2. The method of claim 1, further comprising, prior to depositing the silicon nitride film on the solar cell precursor surface:

and inputting ammonia gas into the coating cavity, and pre-cleaning the surface of the solar cell front object.

3. The method according to claim 2, wherein the pre-cleaning is performed by the rf generator to pre-clean the surface of the solar cell, and the duty ratio of the rf generator is in a range from 1:5 to 1:8, inclusive.

4. The method of claim 3, wherein the pre-cleaning is performed for a time in a range of 5 seconds to 30 seconds, inclusive.

5. The method according to claim 1, wherein the depositing of the silicon nitride film on the front object surface of the solar cell comprises a pre-heating stage, a first deposition stage and a second deposition stage;

the heating temperature range of the preheating stage is 430-460 degrees celsius, and the duration range of the preheating stage is 30-120 seconds, inclusive.

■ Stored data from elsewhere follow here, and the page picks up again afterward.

PR #254, opened 2025-12-10
Simon/documenting dkg

### LINKED ISSUE #99: Add doc for dkg
### Background

Currently we are using the same DKG protocol for all schemes, but it is not documented which one it is.

### User Story

As a user I would like to understand how the library works, at least on a high level, without having to read the code.

### Acceptance Criteria

A new doc is added explaining how the DKG is done.

_No response_

SimonRastikian:
Closes #99


docs/dkg.md
```diff
@@ -0,0 +1,139 @@
...
+a stronger notion of security than the one promised by plain PedPop.
+
+PedPop+ is a five rounds protocol and makes use in three of its rounds of a reliable broadcast channel. A reliable broadcast is a 3 round protocol,
+implying that the total number of PedPop+ rounds 11. The broadcast channel is implemented in `src/protocol/echo_broadcast.rs`.
+
+The implemented DKG serves as a generic one that can be used with multiple different underlying elliptic curves. We thus use it with `Secp256k1` for ECDSA schemes, `Curve25519` for EdDSA scheme, and `BLS12_381` for the confidential key derivation functionality.
+
+## Keygen, Reshare and Refresh
+
+The core of the dkg protocol is implemented in a subfunction called `do_keyshare` and serves for three applications:
```
netrome: What do you mean by "subfunction"? Should we just call it "function" instead perhaps?

docs/dkg.md
```diff
@@ -0,0 +1,139 @@
...
+
+* Key resharing: denoted in the implementation with `reshare`. It allows for a set of participants who already own valid private shares to kick away other participants from the pool, create fresh shares for new participants i.e. new joiners to the pool, and/or change the **cryptographic threshold** described in section [Types of Thresholds](#types-of-thresholds).
+
+* Key refresh: denoted in the implementation with `refresh`. It is a special case of the key resharing in which the set of participants stays the same before and after the protocol run and with no changes to the crypto. The goal being that each participant would refresh their signing share without modifying the master public key.
+
+## Types of Thresholds
+
+There are two types of thresholds one has to be aware of: the **asynchronous distributed systems threshold** a.k.a. the **BFT threshold**, and the **cryptography threshold** a.k.a. the **reconstruction threshold**.
+
+The BFT threshold states that the maximum number of faulty nodes a distributed system ($\mathsf{MaxFaulty}$) can tolerate while still reaching consensus is at most one-third of the total number of participants $N$. More specifically:
```
netrome: Hmm, I like that we're getting into the threshold types here but I wonder if it's relevant for the DKG algorithm. `MaxFaulty` is unused so I think we could move this part of the discussion to an appendix or similar since it's still interesting. For the purpose of understanding the DKG we only need to know the `MaxMalicious` parameter which in this case is the reconstruction lower bound - 1 as per our conversation yesterday.

Also, I think we take the reconstruction bound as input in the code but we talk abut max malicious here. Is that correct? I wonder if we should consider migrating to use max malicious as input to the dkg protocol in the future (which is a bit of a tricky change to do safely).

docs/dkg.md
```diff
@@ -0,0 +1,139 @@
...
+
+$$\mathsf{MaxFaulty} \leq \frac{N - 1}{3}$$
+
+The cryptography threshold refers to the maximum number of necessay malicious parties ($\mathsf{MaxMalicious}$) a certain scheme can handle without compromising on the security and assuming the existance of an underlying reliable broadcast channel. $\mathsf{MaxMalicious}$ is scheme dependent and can have a different value than $\mathsf{MaxFaulty}$. For instance, in the OT based ECDSA, $\mathsf{MaxMalicious}$ can be up to $N-1$, but in Robust ECDSA scheme $\mathsf{MaxMalicious}$ must not exceed $\frac{N - 1}{3}$.
```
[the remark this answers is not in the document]
SimonRastikian: Absolutely, oups this slipped

docs/dkg.md
```diff
@@ -0,0 +1,139 @@
+# Distribute Key Generation
```
gilcu3:
```suggestion
# Distributed Key Generation
```

docs/dkg.md
```diff
@@ -0,0 +1,135 @@
+# Distributed Key Generation
+
+We define a variant of the two-round DKG protocol PedPop \[[KG](https://eprint.iacr.org/2020/852.pdf)\].
+Our variant, PedPop+ is less efficient, but achieves a notion of simulatability with aborts,
+a stronger notion of security than the one promised by plain PedPop.
+
+PedPop+ is a five rounds protocol and makes use in three of its rounds of a reliable broadcast channel. A reliable broadcast is a 3 round protocol,
+implying that the total number of PedPop+ rounds 11. The broadcast channel is implemented in `src/protocol/echo_broadcast.rs`.
+
+The implemented DKG serves as a generic one that can be used with multiple different underlying elliptic curves. We thus use it with `Secp256k1` for ECDSA schemes, `Curve25519` for EdDSA scheme, and `BLS12_381` for the confidential key derivation functionality.
```
gilcu3: the usual spelling for bls12-381 curve is with hyphen
```suggestion
The implemented DKG serves as a generic one that can be used with multiple different underlying elliptic curves. We thus use it with `Secp256k1` for ECDSA schemes, `Curve25519` for EdDSA scheme, and `BLS12-381` for the confidential key derivation functionality.
```

docs/dkg.md
```diff
@@ -0,0 +1,135 @@
...
+
+## Keygen, Reshare and Refresh
+
+The core of the dkg protocol is implemented in a function called `do_keyshare` and serves for three applications:
```
gilcu3: DKG was upper case before
```suggestion
The core of the DKG protocol is implemented in a function called `do_keyshare` and serves for three applications:
```

docs/dkg.md
```diff
@@ -0,0 +1,135 @@
...
+
+* Key refresh: denoted in the implementation with `refresh`. It is a special case of the key resharing in which the set of participants stays the same before and after the protocol run and with no changes to the crypto. The goal being that each participant would refresh their signing share without modifying the master public key.
+
+## Types of Thresholds
+
+There are two types of thresholds one has to be aware of: the **asynchronous distributed systems threshold** a.k.a. the **BFT threshold**, and the **cryptography threshold** a.k.a. the **reconstruction threshold**.
+
+The BFT threshold states that the maximum number of faulty nodes a distributed system ($\mathsf{MaxFaulty}$) can tolerate while still reaching consensus is at most one-third of the total number of participants $N$. More specifically:
+
+$$\mathsf{MaxFaulty} \leq \frac{N - 1}{3}$$
```
gilcu3: the BFT threshold is not mentioned anywhere else, so it seems that this could be extra information for an appendix and not really necessary at the beginning of the doc, as it might confuse the reader instead of providing information. In the appendix we could mention that any threshold we use must be above $\frac{N - 1}{3}$ because of the underlying broadcast channel implementation requirements

docs/dkg.md
```diff
@@ -0,0 +1,135 @@
...
+### DKG and thresholds
+
+Due to the fact that PedPop+ utilizes reliable broadcast channel to securely generate private shares, it thus lies on the edge between the asynchronous distributed systems and cryptography. For this reason, we set
+$\mathsf{MaxFaulty} = \frac{N - 1}{3}$ as an invariable parameter and allow our key generation and key resharing protocols to fix/modify only the $\mathsf{MaxMalicious}$ threshold depending on the scheme requirements and on the library user's choice.
+
+## Technical Details: Key Generation & Key Resharing
+
+Let $P_1, \cdots P_N$ be $N$ different participants, and $\mathsf{MaxMalicious}$ be the desired cryptography threshold. Let $H_1, H_2, H_3$ be domain separated hash functions.
+
+We define PedPop+ key generation as follows; All the instruction preceeded with `+++` are added to the key generation, transforming it to the key resharing protocol.
```
gilcu3: in English you do not use capitalization after semi-colons.
```suggestion
We define PedPop+ key generation as follows, where all the instructions preceded with `+++` are added to the key generation, transforming it to the key resharing protocol.
```

docs/dkg.md
```diff
@@ -0,0 +1,135 @@
...
+2. `+++` The old participants set $\mathit{OldSigners}$ that held valid private shares prior to the key resharing.
+
+3. `+++` The old master public key $\mathit{OldPK}$ that the $\mathit{OldSigners}$ held prior to the key resharing.
+
+4. `+++` The old cryptography threshold $\mathsf{OldMaxMalicious}$ prior to the key resharing.
+``
+
+### Round 1
+
+1.1 Each $P_i$ asserts that $1 < \mathsf{MaxMalicious} < N$.
```
gilcu3: the implementation does this in `assert_keygen_invariants`, but uses `threhold`, so here we should use the same term

gilcu3 (changes requested):
This is a partial review, but already finds some blockers, so I guess we can work on this again after the holidays

- The docs refer to `MaxMalicious` instead of `threshold` that is used all over the implementation. This mismatch defeats the purpose of the doc, which is mainly describing the implemented protocol
- The current doc merges key generation and resharing. This makes following the doc much harder, and requires extra care. For example, the functions to assert keygen invariants and the one for asserting resharing invariants are not the same: one is `assert_keygen_invariants` and the other `reshare_assertions`, but the doc describes both as the same. I think these distinctions need to be explicit in the doc. Thinking about this in more generality, I think our current implementation is overly complex precisely because these two functionalities are implemented by the same function using `Option` to handle the differences in many places. Long term we should evaluate if that is better than simply having each functionality implemented in its own function.

docs/dkg.md
SimonRastikian: This is my french reflex :fr:

docs/dkg.md
gilcu3: I am a bit torn about adding docs that are not in sync with implementation. If we ultimately decide to use `MaxMalicious` everywhere, then we could fix both at the same time. But until then, I think we should use the old name `threshold` as long as it does not contradict anything.

docs/dkg.md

6. The method of claim 5, wherein the first deposition phase has an ammonia gas input rate in a range of 1000 standard milliliters per minute to 15000 standard milliliters per minute, a silane input rate in a range of 200 standard milliliters per minute to 1500 standard milliliters per minute, and a radio frequency generator power in a range of 5000 watts to 15000 watts, inclusive.

7. The method of claim 5, wherein the ammonia gas input rate for the second deposition phase ranges from 1000 standard milliliters per minute to 15000 standard milliliters per minute, the silane input rate ranges from 400 standard milliliters per minute to 1200 standard milliliters per minute, and the RF generator power ranges from 5000 watts to 12000 watts, inclusive.

8. The method according to any of claims 5 to 7, wherein the total length of time of the first deposition phase and the second deposition phase ranges from 600 seconds to 750 seconds.

9. A solar cell obtained by the method for manufacturing a solar cell according to any one of claims 1 to 8.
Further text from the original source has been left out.